● **ACTIVITY**: Count the lines below containing "driver". Number only.

● **PROVIDED INFORMATION**:
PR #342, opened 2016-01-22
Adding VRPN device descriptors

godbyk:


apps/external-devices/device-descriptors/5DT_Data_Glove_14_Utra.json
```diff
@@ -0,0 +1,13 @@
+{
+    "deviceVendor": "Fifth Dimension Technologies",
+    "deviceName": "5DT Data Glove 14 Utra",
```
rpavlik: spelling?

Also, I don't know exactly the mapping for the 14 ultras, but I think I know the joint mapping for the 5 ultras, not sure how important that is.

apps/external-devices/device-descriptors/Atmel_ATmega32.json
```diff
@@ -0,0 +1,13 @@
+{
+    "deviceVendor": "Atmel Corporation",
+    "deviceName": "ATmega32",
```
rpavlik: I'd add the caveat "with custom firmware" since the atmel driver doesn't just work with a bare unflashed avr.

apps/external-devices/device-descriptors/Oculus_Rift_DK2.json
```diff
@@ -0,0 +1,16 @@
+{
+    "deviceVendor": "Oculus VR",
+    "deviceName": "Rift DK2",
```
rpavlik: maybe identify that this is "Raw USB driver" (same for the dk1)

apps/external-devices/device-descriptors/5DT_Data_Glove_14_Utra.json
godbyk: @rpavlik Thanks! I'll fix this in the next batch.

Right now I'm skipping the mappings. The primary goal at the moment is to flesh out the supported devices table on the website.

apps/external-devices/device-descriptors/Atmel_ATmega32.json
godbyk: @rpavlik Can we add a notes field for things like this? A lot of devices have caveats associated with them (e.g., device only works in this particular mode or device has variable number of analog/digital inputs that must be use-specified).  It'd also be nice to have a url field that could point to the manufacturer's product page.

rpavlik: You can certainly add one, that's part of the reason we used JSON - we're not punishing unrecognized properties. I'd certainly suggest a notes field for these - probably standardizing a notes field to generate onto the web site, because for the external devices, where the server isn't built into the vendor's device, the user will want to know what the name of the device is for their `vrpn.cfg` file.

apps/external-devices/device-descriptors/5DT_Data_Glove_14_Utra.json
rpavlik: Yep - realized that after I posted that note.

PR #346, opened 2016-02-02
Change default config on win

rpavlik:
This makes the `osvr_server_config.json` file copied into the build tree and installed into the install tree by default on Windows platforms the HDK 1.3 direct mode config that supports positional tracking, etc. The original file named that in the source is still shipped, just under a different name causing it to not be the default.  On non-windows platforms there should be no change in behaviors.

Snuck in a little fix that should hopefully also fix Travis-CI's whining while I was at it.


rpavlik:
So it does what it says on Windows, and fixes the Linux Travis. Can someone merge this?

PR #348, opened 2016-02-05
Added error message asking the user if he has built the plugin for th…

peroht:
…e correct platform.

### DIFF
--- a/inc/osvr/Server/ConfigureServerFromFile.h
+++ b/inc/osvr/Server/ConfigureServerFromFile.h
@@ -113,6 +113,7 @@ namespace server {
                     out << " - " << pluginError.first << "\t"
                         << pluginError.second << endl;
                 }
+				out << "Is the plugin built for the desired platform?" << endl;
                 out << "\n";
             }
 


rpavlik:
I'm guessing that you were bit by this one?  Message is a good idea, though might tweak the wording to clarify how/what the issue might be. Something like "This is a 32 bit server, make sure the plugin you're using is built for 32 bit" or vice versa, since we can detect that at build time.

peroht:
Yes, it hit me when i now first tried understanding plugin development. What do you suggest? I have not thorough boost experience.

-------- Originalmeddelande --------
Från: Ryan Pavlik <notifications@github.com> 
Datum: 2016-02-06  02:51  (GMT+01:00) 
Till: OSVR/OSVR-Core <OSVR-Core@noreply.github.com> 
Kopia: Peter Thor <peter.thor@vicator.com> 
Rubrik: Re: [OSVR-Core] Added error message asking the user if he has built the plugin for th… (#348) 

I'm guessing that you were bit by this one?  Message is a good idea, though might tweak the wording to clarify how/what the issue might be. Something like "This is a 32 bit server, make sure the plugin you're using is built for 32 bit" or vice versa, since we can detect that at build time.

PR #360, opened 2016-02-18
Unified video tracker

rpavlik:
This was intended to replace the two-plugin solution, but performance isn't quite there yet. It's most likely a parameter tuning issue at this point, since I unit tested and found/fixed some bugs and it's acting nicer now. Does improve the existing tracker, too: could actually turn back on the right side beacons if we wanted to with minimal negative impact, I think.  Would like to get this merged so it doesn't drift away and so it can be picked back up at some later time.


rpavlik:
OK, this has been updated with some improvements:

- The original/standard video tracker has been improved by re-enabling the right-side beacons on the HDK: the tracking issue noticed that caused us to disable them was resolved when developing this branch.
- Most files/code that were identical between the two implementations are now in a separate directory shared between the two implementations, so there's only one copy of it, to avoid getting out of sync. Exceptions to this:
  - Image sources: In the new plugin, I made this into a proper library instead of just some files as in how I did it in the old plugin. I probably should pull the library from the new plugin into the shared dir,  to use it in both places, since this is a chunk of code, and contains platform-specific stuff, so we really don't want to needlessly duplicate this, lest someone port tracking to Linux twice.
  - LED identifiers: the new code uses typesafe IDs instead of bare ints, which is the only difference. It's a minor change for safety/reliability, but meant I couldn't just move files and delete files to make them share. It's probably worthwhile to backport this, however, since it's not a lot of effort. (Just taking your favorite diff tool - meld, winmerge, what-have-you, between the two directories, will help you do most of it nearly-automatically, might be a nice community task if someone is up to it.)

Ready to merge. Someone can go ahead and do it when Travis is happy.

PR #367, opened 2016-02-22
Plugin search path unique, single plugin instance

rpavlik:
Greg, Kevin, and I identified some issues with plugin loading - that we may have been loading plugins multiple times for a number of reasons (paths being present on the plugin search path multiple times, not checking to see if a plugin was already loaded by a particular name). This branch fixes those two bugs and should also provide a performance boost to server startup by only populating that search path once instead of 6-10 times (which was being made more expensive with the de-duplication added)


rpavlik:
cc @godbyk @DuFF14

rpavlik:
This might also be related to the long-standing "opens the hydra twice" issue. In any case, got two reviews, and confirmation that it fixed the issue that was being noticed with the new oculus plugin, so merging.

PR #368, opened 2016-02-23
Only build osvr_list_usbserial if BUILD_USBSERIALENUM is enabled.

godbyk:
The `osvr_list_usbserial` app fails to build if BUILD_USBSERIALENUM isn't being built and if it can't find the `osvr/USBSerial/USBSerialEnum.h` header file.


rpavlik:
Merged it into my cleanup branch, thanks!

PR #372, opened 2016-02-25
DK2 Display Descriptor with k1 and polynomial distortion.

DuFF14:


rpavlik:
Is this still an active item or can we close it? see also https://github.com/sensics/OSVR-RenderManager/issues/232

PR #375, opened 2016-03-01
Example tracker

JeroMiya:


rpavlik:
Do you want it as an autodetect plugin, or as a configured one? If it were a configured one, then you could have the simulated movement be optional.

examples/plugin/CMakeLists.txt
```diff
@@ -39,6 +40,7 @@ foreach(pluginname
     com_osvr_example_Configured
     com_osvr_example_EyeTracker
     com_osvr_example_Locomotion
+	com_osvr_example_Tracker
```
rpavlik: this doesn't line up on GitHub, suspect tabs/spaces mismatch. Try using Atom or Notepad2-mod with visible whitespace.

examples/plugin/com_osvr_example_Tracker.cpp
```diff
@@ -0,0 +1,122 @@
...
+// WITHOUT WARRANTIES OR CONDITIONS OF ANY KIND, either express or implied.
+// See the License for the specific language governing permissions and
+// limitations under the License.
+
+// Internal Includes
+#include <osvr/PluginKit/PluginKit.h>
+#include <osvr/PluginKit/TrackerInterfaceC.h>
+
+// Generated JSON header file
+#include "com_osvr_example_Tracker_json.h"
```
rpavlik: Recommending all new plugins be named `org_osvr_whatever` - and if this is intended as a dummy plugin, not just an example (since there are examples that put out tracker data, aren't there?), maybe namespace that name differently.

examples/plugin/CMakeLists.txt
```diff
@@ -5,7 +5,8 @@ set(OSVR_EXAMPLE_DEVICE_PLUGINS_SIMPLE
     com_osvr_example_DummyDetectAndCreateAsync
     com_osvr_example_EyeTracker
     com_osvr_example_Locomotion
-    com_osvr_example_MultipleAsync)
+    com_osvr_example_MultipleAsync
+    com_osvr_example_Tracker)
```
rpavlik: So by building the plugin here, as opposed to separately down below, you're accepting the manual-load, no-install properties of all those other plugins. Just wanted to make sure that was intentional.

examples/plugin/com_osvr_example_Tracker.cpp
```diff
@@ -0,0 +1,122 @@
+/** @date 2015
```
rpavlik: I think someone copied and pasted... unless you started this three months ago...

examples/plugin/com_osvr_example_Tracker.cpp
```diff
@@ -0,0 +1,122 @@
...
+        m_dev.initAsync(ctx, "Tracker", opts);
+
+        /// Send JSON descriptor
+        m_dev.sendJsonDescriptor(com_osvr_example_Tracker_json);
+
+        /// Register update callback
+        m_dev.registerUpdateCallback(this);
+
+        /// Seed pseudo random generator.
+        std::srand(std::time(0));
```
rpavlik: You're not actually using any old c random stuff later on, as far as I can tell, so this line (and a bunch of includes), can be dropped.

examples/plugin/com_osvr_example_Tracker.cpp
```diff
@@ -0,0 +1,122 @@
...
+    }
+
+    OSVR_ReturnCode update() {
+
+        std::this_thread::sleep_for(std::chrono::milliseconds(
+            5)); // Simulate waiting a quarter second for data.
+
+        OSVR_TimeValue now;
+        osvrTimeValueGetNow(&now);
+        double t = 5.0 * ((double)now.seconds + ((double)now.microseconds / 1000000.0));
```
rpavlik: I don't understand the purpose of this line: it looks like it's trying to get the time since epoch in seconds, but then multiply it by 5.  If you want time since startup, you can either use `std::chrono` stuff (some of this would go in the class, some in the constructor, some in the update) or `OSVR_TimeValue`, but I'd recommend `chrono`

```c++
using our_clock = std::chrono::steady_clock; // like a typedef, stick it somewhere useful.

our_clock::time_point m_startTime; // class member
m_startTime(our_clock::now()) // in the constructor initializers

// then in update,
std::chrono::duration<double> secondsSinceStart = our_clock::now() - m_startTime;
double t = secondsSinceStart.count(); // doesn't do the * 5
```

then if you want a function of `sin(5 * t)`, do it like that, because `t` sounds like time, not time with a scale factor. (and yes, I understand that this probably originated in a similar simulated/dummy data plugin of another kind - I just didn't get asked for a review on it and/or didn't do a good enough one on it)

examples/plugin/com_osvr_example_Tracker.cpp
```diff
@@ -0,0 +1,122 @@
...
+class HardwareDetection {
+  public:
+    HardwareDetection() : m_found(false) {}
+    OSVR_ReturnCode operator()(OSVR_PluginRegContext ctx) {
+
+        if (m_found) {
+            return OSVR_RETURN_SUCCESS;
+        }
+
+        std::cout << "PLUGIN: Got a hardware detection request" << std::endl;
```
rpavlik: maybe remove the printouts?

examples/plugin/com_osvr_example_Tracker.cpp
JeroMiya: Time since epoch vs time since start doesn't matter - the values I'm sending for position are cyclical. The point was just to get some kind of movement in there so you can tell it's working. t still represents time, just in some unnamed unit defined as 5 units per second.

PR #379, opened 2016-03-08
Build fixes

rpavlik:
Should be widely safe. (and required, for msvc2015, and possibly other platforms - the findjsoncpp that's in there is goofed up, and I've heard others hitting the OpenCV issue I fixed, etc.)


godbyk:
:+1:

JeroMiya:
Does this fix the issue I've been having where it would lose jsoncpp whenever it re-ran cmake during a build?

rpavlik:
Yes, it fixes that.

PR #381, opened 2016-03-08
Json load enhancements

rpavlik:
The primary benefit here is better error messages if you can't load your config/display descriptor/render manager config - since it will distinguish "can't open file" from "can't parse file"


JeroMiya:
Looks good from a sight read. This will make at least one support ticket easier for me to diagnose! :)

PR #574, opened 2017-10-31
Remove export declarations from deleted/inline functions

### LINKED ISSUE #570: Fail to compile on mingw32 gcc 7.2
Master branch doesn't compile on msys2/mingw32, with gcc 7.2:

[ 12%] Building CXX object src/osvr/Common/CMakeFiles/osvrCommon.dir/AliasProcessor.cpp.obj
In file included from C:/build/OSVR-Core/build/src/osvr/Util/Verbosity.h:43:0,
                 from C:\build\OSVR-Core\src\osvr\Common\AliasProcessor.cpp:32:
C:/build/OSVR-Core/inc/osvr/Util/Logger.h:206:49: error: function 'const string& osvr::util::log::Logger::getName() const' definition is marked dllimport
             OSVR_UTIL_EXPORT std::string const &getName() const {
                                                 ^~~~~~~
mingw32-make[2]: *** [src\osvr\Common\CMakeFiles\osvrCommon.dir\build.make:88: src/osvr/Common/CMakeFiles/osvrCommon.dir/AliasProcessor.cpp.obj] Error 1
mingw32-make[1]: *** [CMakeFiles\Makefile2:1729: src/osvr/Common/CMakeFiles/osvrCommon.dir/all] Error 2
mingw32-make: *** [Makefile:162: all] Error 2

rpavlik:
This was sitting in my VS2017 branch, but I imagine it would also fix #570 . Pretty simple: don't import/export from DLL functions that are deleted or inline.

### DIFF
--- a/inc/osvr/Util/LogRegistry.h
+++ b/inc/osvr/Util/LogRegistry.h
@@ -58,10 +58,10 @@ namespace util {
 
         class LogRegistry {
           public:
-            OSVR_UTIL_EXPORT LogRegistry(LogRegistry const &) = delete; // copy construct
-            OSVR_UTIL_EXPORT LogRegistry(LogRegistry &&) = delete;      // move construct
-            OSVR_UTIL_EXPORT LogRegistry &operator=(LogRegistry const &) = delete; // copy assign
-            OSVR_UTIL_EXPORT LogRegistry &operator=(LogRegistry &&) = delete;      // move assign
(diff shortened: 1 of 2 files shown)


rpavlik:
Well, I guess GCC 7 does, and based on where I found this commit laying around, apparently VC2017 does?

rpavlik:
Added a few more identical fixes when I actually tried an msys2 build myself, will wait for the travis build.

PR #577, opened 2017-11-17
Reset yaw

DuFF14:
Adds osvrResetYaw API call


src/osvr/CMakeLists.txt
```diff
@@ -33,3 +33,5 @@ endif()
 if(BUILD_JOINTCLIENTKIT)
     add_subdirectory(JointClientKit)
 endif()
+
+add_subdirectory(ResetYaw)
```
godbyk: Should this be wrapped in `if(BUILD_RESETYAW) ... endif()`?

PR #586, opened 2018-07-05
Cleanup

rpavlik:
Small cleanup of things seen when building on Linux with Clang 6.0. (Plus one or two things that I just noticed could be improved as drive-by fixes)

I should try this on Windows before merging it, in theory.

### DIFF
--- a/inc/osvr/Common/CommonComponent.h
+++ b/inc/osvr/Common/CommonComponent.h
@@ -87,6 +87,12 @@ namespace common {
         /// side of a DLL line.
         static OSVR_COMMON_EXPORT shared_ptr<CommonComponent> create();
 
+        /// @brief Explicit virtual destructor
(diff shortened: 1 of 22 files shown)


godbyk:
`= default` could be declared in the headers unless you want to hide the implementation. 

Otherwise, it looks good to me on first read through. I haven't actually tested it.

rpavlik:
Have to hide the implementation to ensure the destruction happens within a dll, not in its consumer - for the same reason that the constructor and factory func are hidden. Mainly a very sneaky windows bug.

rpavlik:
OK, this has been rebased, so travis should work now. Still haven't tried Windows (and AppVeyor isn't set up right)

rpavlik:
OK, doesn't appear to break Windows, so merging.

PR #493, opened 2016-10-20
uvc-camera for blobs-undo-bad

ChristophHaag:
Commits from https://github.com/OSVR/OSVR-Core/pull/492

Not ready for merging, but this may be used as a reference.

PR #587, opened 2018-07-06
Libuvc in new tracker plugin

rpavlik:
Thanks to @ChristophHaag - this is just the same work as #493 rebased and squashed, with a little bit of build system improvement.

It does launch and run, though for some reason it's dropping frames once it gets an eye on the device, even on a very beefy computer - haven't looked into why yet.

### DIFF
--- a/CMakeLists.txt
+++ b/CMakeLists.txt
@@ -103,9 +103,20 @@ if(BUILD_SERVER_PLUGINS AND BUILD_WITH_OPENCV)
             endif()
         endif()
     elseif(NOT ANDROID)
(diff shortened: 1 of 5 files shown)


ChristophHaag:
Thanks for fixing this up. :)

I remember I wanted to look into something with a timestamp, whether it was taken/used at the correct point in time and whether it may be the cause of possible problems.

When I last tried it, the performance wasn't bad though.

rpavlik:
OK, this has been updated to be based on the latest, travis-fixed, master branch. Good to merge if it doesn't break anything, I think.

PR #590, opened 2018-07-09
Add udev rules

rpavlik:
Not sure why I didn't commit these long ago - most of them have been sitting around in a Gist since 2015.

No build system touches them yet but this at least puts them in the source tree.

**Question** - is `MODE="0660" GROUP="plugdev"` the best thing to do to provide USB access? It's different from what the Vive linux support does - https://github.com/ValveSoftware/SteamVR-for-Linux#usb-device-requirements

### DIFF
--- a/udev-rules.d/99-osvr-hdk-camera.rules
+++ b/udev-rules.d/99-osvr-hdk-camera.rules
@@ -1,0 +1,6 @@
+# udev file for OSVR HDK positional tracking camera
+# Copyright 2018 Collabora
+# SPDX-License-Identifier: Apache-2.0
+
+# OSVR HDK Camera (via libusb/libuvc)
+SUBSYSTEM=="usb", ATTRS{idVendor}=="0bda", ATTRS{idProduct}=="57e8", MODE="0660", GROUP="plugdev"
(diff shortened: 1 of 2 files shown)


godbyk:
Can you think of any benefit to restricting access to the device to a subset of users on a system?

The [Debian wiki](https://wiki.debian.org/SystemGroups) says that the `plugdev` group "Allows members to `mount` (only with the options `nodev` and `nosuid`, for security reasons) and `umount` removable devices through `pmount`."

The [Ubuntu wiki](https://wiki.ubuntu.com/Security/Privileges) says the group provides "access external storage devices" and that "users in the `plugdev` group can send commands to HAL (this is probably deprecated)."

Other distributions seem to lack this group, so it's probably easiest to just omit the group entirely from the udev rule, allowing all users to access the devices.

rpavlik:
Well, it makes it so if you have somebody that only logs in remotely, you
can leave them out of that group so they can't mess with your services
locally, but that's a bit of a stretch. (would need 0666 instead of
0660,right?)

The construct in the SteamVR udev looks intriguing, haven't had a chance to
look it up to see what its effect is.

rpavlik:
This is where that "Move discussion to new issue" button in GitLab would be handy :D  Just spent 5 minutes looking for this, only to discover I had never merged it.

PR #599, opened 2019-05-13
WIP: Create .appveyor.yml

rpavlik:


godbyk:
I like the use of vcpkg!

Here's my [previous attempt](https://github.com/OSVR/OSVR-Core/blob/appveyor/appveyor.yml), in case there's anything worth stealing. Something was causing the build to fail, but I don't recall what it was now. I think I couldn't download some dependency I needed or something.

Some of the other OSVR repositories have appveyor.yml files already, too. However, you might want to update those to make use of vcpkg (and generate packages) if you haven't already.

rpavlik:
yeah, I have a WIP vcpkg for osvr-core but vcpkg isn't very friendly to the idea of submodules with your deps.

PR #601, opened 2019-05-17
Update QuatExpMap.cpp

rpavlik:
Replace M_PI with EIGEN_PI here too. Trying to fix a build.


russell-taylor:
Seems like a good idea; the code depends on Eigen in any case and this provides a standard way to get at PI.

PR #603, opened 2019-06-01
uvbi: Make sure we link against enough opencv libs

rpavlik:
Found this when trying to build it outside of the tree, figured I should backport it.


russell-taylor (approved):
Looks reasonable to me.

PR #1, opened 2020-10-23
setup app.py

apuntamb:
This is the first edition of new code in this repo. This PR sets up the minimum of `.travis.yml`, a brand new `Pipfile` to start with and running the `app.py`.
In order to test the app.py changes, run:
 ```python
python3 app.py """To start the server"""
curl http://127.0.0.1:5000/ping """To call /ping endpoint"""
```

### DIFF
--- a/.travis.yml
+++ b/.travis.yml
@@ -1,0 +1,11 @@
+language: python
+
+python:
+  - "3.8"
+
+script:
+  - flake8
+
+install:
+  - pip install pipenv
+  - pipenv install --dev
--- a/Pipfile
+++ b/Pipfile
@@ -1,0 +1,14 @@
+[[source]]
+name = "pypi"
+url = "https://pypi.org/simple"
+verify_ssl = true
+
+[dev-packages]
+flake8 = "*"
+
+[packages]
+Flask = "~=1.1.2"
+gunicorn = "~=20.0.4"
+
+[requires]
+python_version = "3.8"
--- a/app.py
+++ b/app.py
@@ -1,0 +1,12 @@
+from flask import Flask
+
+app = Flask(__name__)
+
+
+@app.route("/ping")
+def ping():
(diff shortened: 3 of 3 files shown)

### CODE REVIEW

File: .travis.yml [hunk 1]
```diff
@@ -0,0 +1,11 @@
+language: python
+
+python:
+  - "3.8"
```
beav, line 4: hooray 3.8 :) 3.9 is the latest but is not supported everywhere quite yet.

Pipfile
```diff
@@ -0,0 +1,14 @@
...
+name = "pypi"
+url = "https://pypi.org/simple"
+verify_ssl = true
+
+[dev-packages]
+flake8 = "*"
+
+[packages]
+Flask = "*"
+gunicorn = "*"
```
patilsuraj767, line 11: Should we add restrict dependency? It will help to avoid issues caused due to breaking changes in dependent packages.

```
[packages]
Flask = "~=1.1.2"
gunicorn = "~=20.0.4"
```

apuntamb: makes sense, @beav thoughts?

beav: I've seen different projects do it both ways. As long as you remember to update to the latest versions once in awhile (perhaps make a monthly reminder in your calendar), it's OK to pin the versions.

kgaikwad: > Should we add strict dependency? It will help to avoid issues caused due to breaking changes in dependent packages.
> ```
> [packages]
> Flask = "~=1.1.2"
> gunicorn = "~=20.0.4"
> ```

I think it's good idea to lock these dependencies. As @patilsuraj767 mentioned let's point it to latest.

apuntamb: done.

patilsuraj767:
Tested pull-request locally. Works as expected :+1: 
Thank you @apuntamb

● **YOUR SOLUTION**: 2